Transcribe exactly each line of the entries, from the opening line to the line with "def metadata(self) ->", with both of those lines included.

═════ Provided information ═════

PR #161, opened 2024-04-08
feat: adds bundles

### LINKED ISSUE #109: ContentItem.bundles
https://docs.posit.co/connect/api/#get-/v1/content/-guid-/bundles

tdstein:
Adds support for bundles.find, bundles.find_one, bundles.get, and bundle.delete.

Resolves #109

### DIFF
--- a/src/posit/connect/bundles.py
+++ b/src/posit/connect/bundles.py
@@ -90,7 +90,7 @@ class Bundle(Resource):
     def metadata(self) -> BundleMetadata:
         return BundleMetadata(self.config, self.session, **self.get("metadata", {}))
 
-    # Accessor Methods
+    # CRUD Methods
 
     def delete(self) -> None:
         path = f"v1/content/{self.content_guid}/bundles/{self.id}"
--- a/src/posit/connect/bundles.py
+++ b/src/posit/connect/bundles.py
@@ -1,0 +1,129 @@
+from __future__ import annotations
+
+from typing import List
+
+from requests.sessions import Session as Session
+
+from posit.connect.config import Config
+
+from . import urls
+
+from .resources import Resources, Resource
+
+
+class BundleMetadata(Resource):
+    @property
+    def source(self) -> str | None:
+        return self.get("source")
+
+    @property
+    def source_repo(self) -> str | None:
+        return self.get("source_repo")
+
+    @property
+    def source_branch(self) -> str | None:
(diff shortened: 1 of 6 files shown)


src/posit/connect/bundles.py
```diff
@@ -0,0 +1,129 @@
...
+from requests.sessions import Session as Session
+
+from posit.connect.config import Config
+
+from . import urls
+
+from .resources import Resources, Resource
+
+
+class BundleMetadata(Resource):
```
nealrichardson, line 14: Does this need to be a Class? It's not a Resource properly, is it? There's nothing you can do with it. It just feels like a nested field in `Bundle` to me, `Bundle.metadata` is a dict.

src/posit/connect/bundles.py
```diff
@@ -0,0 +1,129 @@
...
+        return [
+            Bundle(
+                self.config,
+                self.session,
+                **result,
+            )
+            for result in results
+        ]
+
+    def find_one(self) -> Bundle | None:
```
nealrichardson, line 120: `find_one()` is pretty pointless without any args or query params, no?

src/posit/connect/content.py
```diff
@@ -189,9 +202,7 @@ def dashboard_url(self) -> str:
     def app_role(self) -> str:
         return self.get("app_role")  # type: ignore
 
-    @property
-    def permissions(self) -> Permissions:
-        return Permissions(self.config, self.session, content_guid=self.guid)
+    # Accessor Methods
```
nealrichardson, line 205: Is `delete` an accessor method?

nealrichardson (commented):
A couple of questions but generally makes sense

src/posit/connect/content.py
tdstein: Since the list of `@property` methods was getting long, I felt the need to organize it. I've used "accessor" to describe things that access external data sources over the years. But maybe "CRUD Methods" is more suitable here?

 ```suggestion
     # CRUD Methods
```

src/posit/connect/bundles.py
tdstein: We have defined `find` and `fine_one` in each of the `Resources` classes thus far, it seems ok to continue that pattern. I'm still up for adding `fetch` and `fetch_one` in place of `find` and `find_one` when there aren't any supported query params for the endpoint.

PR #286, opened 2024-09-11
feat: Implements OAuth association API resource

zackverham:
Adds support for requesting and updating oauth associations through the Connect API.

### DIFF
--- a/src/posit/connect/content.py
+++ b/src/posit/connect/content.py
@@ -7,6 +7,8 @@ import time
 from posixpath import dirname
 from typing import Any, List, Optional, overload
 
+from posit.connect.oauth.associations import ContentItemAssociations  
+
 from . import tasks
 from .bundles import Bundles
 from .env import EnvVars
@@ -26,6 +28,13 @@ class ContentItem(Resource):
         if key == "owner" and isinstance(v, dict):
             return ContentItemOwner(params=self.params, **v)
         return v
+
+    @property
+    def oauth_associations(self) -> ContentItemAssociations:
+        if self.guid is None:
+            raise ValueError("ContentItem must have a guid to have associations")
+        return ContentItemAssociations(self.params, content_guid=self.guid)
+
 
     def delete(self) -> None:
         """Delete the content item."""
--- a/src/posit/connect/content.py
+++ b/src/posit/connect/content.py
@@ -7,7 +7,7 @@ import time
 from posixpath import dirname
 from typing import Any, List, Optional, overload
 
-from posit.connect.oauth.associations import ContentItemAssociations  
+from posit.connect.oauth.associations import ContentItemAssociations
 
 from . import tasks
 from .bundles import Bundles
@@ -16,6 +16,18 @@ from .permissions import Permissions
 from .resources import Resource, ResourceParameters, Resources
 from .tasks import Task
 from .variants import Variants
+
+
+class ContentItemOAuth(Resource):
+    def __init__(self, params: ResourceParameters, content_guid: str) -> None:
+        super().__init__(params)
+        self.content_guid = content_guid
+
+    @property
+    def associations(self) -> ContentItemAssociations:
+        return ContentItemAssociations(
+            self.params, content_guid=self.content_guid
+        )
 
 
 class ContentItemOwner(Resource):
@@ -30,11 +42,10 @@ class ContentItem(Resource):
         return v
 
     @property
-    def oauth_associations(self) -> ContentItemAssociations:
-        if self.guid is None:
-            raise ValueError("ContentItem must have a guid to have associations")
-        return ContentItemAssociations(self.params, content_guid=self.guid)
-
+    def oauth(self) -> ContentItemOAuth:
+        if "guid" not in self:
+            raise ValueError("ContentItemOAuth requires content guid")
+        return ContentItemOAuth(self.params, content_guid=self["guid"])
 
     def delete(self) -> None:
         """Delete the content item."""
--- a/src/posit/connect/content.py
+++ b/src/posit/connect/content.py
@@ -43,8 +43,6 @@ class ContentItem(Resource):
 
     @property
     def oauth(self) -> ContentItemOAuth:
-        if "guid" not in self:
-            raise ValueError("ContentItemOAuth requires content guid")
         return ContentItemOAuth(self.params, content_guid=self["guid"])
 
     def delete(self) -> None:
--- a/src/posit/connect/oauth/associations.py
+++ b/src/posit/connect/oauth/associations.py
@@ -1,0 +1,77 @@
+"""OAuth association resources."""
+
+from typing import List 
+
+from ..resources import Resource, ResourceParameters, Resources
+
+
+class Association(Resource):
+    pass
+
+
+class IntegrationAssociations(Resources):
+    """IntegrationAssociations resource."""
+
+    def __init__(self, params: ResourceParameters, integration_guid: str) -> None:
+        super().__init__(params)
+        self.integration_guid = integration_guid 
+
+    def find(self) -> List[Association]:
+        """Find OAuth associations.
+
+        Returns
+        -------
+        List[Association]
+        """
+        path = f"v1/oauth/integrations/{self.integration_guid}/associations"
+        url = self.params.url + path
+
+        response = self.params.session.get(url)
+        return [
+            Association(
+                self.params,
+                **result,
+            )
+            for result in response.json()
+        ]
+
+
+class ContentItemAssociations(Resources):
+    """ContentItemAssociations resource."""
+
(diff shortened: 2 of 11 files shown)


src/posit/connect/oauth/associations.py
```diff
@@ -0,0 +1,77 @@
...
+        return [
+            Association(
+                self.params,
+                **result,
+            )
+            for result in response.json()
+        ]
+
+
+    def update(self, integration_guid: None | str) -> None:
```
zackverham, line 66: @dbkegley @tdstein would love thoughts on the best way to represent this API interaction through the SDK. I don't think this is precisely what we want, but its a little ambiguous. 

The actual API endpoint accepts a list of json objects - this is designed with future flexibility in mind, but for now, the only valid inputs are: 

[{"oauth_integration_guid": <guid>}] to associate a content item with an integration
[] to dissociate the content item with all integrations

Given that currently you can only set one association per content item, I think it makes sense to support a function signature that accepts a single integration guid outside of a list. This breaks the semantics of PUTting an empty list to dissociate the content from integrations, though. 

I put `None` in as a placeholder for now to facilitate discussion, but I don't really like it all that much. I'm not sure what a better alternative would be.

src/posit/connect/content.py
```diff
@@ -27,6 +29,13 @@ def __getitem__(self, key: Any) -> Any:
             return ContentItemOwner(params=self.params, **v)
         return v
 
+    @property
+    def oauth_associations(self) -> ContentItemAssociations:
+        if self.guid is None:
+            raise ValueError("ContentItem must have a guid to have associations")
```
tdstein, line 35: You should do this check as part of `ContentItemAssociation.__init__`.

Also, `self["guid"]` instead of `self.guid`. See https://github.com/posit-dev/posit-sdk-py/pull/271

src/posit/connect/oauth/associations.py
tdstein: It feels like the correct expression is `content.associations.create(integration_guid)`, which should return a simple object that maintains the integration_guid and provides a `delete` method. The delete method would need to remove the association from the list.

```
class Association(Resource):
    def delete(self) -> None:
        # call `v1/content/{self.content_guid}/oauth/integrations/association` to remove the association.
```

fwiw, here is how I am thinking about the REST API implementation in my head, even though I know this doesn't represent the actual implementation.

Create an association
```
POST .../oauth/integrations/associations
{
    'integration_guid': 'whatever..."
}

Response:
{
    'guid': 'the-association-guid',
    'integration_guid': 'whatever...',
    'content_guid': 'the-content-guid'
}
```

Delete an association
```
DELETE .../the-content-guid/oauth/integrations/associations/the-association-guid
```

src/posit/connect/content.py
```diff
@@ -27,6 +29,13 @@ def __getitem__(self, key: Any) -> Any:
             return ContentItemOwner(params=self.params, **v)
         return v
 
+    @property
+    def oauth_associations(self) -> ContentItemAssociations:
```
tdstein, line 33: Maybe this should be expressed as `content.oauth.associations`?

src/posit/connect/oauth/associations.py
zackverham: in the current API implementation, you can't create / delete singular oauth associations - there aren't public CRUD operations that let you use an association in isolation. So I don't think your proposed pattern would be possible. 

You can only PUT a list of oauth integration guids to the`<content_guid>oauth/integrations/associations` endpoint - any PUTs completely wipe the current set of associations and replace it with a new set of associations.

src/posit/connect/content.py
zackverham: I like that alot better, yeah. Would the oauth property just be a passthrough class that we hang the associations resource off of?

src/posit/connect/content.py
zackverham: doing the check inside of the `__init__` does produce slightly rough behavior, i.e.

```

    @property
    def associations(self) -> IntegrationAssociations:
        return IntegrationAssociations(self.params, integration_guid=self["guid"])


```

if `self["guid"]` is unset, we will get a `KeyError` before we get into the constructor.

tdstein: Ah, I see. Disregard that.

src/posit/connect/oauth/associations.py
tdstein: I see. When support for multiple associations is added, will the PUT operation still be an overwrite? If so, how should multiple people coordinate the modification when they each want to add a single association to the list simultaneously?

zackverham: its a good question. I don't know if we have an answer to this - currently, the asnwer is "whoever PUTs last wins." 

Really it should only be publishers / admins who use this endpoint to interact with content that they own, so I wouldn't expect there to be many use cases where there's parallel requests coming from many clients. We really built the API with the expected client primarily being the dashboard.

zackverham:
# Test Notes

Here's a test script illustrating / manually validating the behavior of the associations resources: 

```
from posit.connect.client import Client
import json


c = Client("http://localhost:3939", "<redacted>")

integration_a_guid = "22644575-a27b-4118-ad06-e24459b05126"
integration_b_guid = "9dd7ef9d-ccd4-46f0-b76c-12b00f1ff594"
content_guid = "9dfa33ee-62ea-4a69-8b1a-51735c70dba9"

# get content item
content_item = c.content.get(content_guid)

# set initial state for testing
content_item.oauth.associations.update(integration_a_guid)

# associated with integration_a
association_list = content_item.oauth.associations.find()
print(json.dumps(association_list))

# Output:
# [{"app_guid": "9dfa33ee-62ea-4a69-8b1a-51735c70dba9", "oauth_integration_guid": "22644575-a27b-4118-ad06-e24459b05126", "oauth_integration_name": "keycloak", "oauth_integration_description": "", "oauth_integration_template": "custom", "created_time": "2024-09-12T19:05:11Z"}]

# clear associations
content_item.oauth.associations.delete()
association_list = content_item.oauth.associations.find()
print(json.dumps(association_list))

# Output: 
# []

# associated with integration_b
content_item.oauth.associations.update(integration_b_guid)
association_list = content_item.oauth.associations.find()
print(json.dumps(association_list))

# Output: 
# [{"app_guid": "9dfa33ee-62ea-4a69-8b1a-51735c70dba9", "oauth_integration_guid": "9dd7ef9d-ccd4-46f0-b76c-12b00f1ff594", "oauth_integration_name": "default-test", "oauth_integration_description": "desc", "oauth_integration_template": "custom", "created_time": "2024-09-12T19:05:11Z"}]

# integration_b also sees the association
integration = c.oauth.integrations.get(integration_b_guid)
association_list = integration.associations.find()
print(json.dumps(association_list))

# Output: 
# [{"app_guid": "9dfa33ee-62ea-4a69-8b1a-51735c70dba9", "oauth_integration_guid": "9dd7ef9d-ccd4-46f0-b76c-12b00f1ff594", "oauth_integration_name": "default-test", "oauth_integration_description": "desc", "oauth_integration_template": "custom", "created_time": "2024-09-12T19:05:11Z"}]

# integration_a does not see the integration
integration = c.oauth.integrations.get(integration_a_guid)
association_list = integration.associations.find()
print(json.dumps(association_list))

# Output: 
# []

```

src/posit/connect/content.py
```diff
@@ -27,6 +41,12 @@ def __getitem__(self, key: Any) -> Any:
             return ContentItemOwner(params=self.params, **v)
         return v
 
+    @property
+    def oauth(self) -> ContentItemOAuth:
+        if "guid" not in self:
+            raise ValueError("ContentItemOAuth requires content guid")
```
tdstein, line 47: I think you can remove this. If 'guid' is missing, we have bigger issues. And I believe the default KeyError thrown by self['guid'] if 'guid' is missing is sufficient.

src/posit/connect/oauth/integrations.py
```diff
@@ -2,12 +2,24 @@
...
 
 class Integration(Resource):
     """OAuth integration resource."""
 
+    @property
+    def associations(self) -> IntegrationAssociations:
+        if "guid" not in self:
+            raise ValueError(
+                "IntegrationAssociations requires integration guid"
+            )
```
tdstein, line 18: Same as above.

tdstein (approved):
This looks great! I have a few minor nits on exception handling, but I'm ok with merging the pull request as is or with changes.

src/posit/connect/content.py
zackverham: cool, yep - makes sense. I was getting type checking errors when we were using property-based fields because the guids were `str|None` types, but the change to a `self['guid']` lookup removes that issue entirely. 

I'll make that change and then merge when CI passes.

PR #288, opened 2024-09-12
build: use pyright as static type checker

tdstein:
When analyzing overload definitions, Pyright does a better job at understanding the conventions we have established. This is due to how Pyright has decided to interpret PEP-484. Additional details are available here: https://github.com/microsoft/pyright/blob/main/docs/type-concepts-advanced.md#overloads

Additionally, Pyright discovered a few issues with types, which are addressed in this change.

### DIFF
--- a/Makefile
+++ b/Makefile
@@ -54,7 +54,7 @@ it:
 	$(MAKE) -C ./integration
 
 lint:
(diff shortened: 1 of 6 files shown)


zackverham (approved):
LGTM

PR #289, opened 2024-09-13
build: change default to latest

tdstein:
This changes the behavior of the `make it` command from "./Makefile".

The `make it` command is only used for convenience. Otherwise, the "./integration/Makefile" is used directly for integration testing.


tdstein:
@zackverham, you may find this useful for your current workstream.

toph-allen (approved):

PR #290, opened 2024-09-13
fix: content overload signatures

### LINKED ISSUE #140: Better docstrings for content.update

tdstein:
Simplifies or, in most cases, corrects the overload signature. Variable names and documentation are updated along the way.

- Renames `kwargs` based on context. The variable name `conditions` is introduced for querying methods. The variable name `attributes` is introduced for record manipulation. This also signifies that this is not a passthrough method. 
- Documentation is updated to reflect the current state of Posit Connect.
- Removes deprecations for field names in integration tests.

Resolves #140

### DIFF
--- a/integration/tests/posit/connect/test_content.py
+++ b/integration/tests/posit/connect/test_content.py
@@ -12,7 +12,7 @@ class TestContent:
     @classmethod
     def setup_class(cls):
         cls.client = connect.Client()
-        cls.content = cls.client.content.create(name="example")
+        cls.content = cls.client.content.create()
 
     @classmethod
     def teardown_class(cls):
@@ -23,7 +23,7 @@ class TestContent:
         assert self.client.content.count() == 1
 
     def test_get(self):
-        assert self.client.content.get(self.content.guid) == self.content
+        assert self.client.content.get(self.content["guid"]) == self.content
 
     def test_find(self):
         assert self.client.content.find()
@@ -33,13 +33,15 @@ class TestContent:
 
     def test_content_item_owner(self):
         item = self.client.content.find_one(include=None)
+        assert item
         owner = item.owner
-        assert owner.guid == self.client.me.guid
+        assert owner["guid"] == self.client.me["guid"]
 
     def test_content_item_owner_from_include(self):
         item = self.client.content.find_one(include="owner")
+        assert item
         owner = item.owner
-        assert owner.guid == self.client.me.guid
+        assert owner["guid"] == self.client.me["guid"]
 
     @pytest.mark.skipif(
         CONNECT_VERSION <= version.parse("2024.04.1"),
--- a/src/posit/connect/content.py
+++ b/src/posit/connect/content.py
@@ -444,7 +444,10 @@ class Content(Resources):
         *,
         name: Optional[str] = None,
         owner_guid: Optional[str] = None,
-        include: str | list[Literal["owner", "tags", "vanity_url"]] = [],
+        include: Optional[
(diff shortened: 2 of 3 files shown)


integration/tests/posit/connect/test_content.py
```diff
@@ -23,7 +23,7 @@ def test_count(self):
         assert self.client.content.count() == 1
 
     def test_get(self):
-        assert self.client.content.get(self.content.guid) == self.content
```
dbkegley, line 26: I'm reaching the edge of my python knowledge here so maybe this is a dumb question but is `.guid` now a deprecated syntax and did that happen in this PR?

dbkegley (approved):

integration/tests/posit/connect/test_content.py
tdstein: It's self-imposed. See https://github.com/posit-dev/posit-sdk-py/issues/262

We are moving away from attribute-based access for object data.

src/posit/connect/content.py
```diff
@@ -119,76 +119,108 @@ def restart(self) -> None:
...
+    def update(self, **attributes: Any) -> None:
+        """Update the content."""
         ...
 
-    def update(self, *args, **kwargs) -> None:
-        """Update the content item."""
-        body = dict(*args, **kwargs)
-        url = self.params.url + f"v1/content/{self.guid}"
-        response = self.params.session.patch(url, json=body)
+    def update(self, **attributes: Any) -> None:
```
zackverham, line 220: ahh, I love this - definitely much easier to understand what's going on.

tdstein: 🙌🏻

src/posit/connect/content.py
```diff
@@ -119,76 +119,108 @@ def restart(self) -> None:
...
+        """Update the content."""
+        url = self.params.url + f"v1/content/{self['guid']}"
```
zackverham, line 222: not sure how to weigh pros / cons here, just an observation - when I'm interacting with an SDK resource, my LSP would give me autocomplete on the deprecated property fields, which I don't get using the new approach. Its harder to explore what fields are available on the resource, or in some cases know where to look at all for that information if it isn't in a docstring.  

Its also easier for the LSP to catch typos on properties - if I were to typo a dict key, I would get a more confusing error.

zackverham (approved):

src/posit/connect/content.py
tdstein: Good callout. That is a big downside to this approach and the main reason we tried using attributes originally. I have experimented with defining a TypedDict and then holding data in an internal attribute instead of on self. I abandoned it due to the complexity of maintaining the facade between the internal state and self. I'm open to revisiting it, though.

The other answer is... you always have that problem when using dictionaries in Python. So this isn't anything new  🙃

zackverham: yeah, it might just be a matter of making sure we're good with our documentation of resources so we can easily check what's in them.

═════

• Answer to this problem:
PR #161, opened 2024-04-08
feat: adds bundles

### LINKED ISSUE #109: ContentItem.bundles
https://docs.posit.co/connect/api/#get-/v1/content/-guid-/bundles

tdstein:
Adds support for bundles.find, bundles.find_one, bundles.get, and bundle.delete.

Resolves #109

### DIFF
--- a/src/posit/connect/bundles.py
+++ b/src/posit/connect/bundles.py
@@ -90,7 +90,7 @@ class Bundle(Resource):
     def metadata(self) -> BundleMetadata:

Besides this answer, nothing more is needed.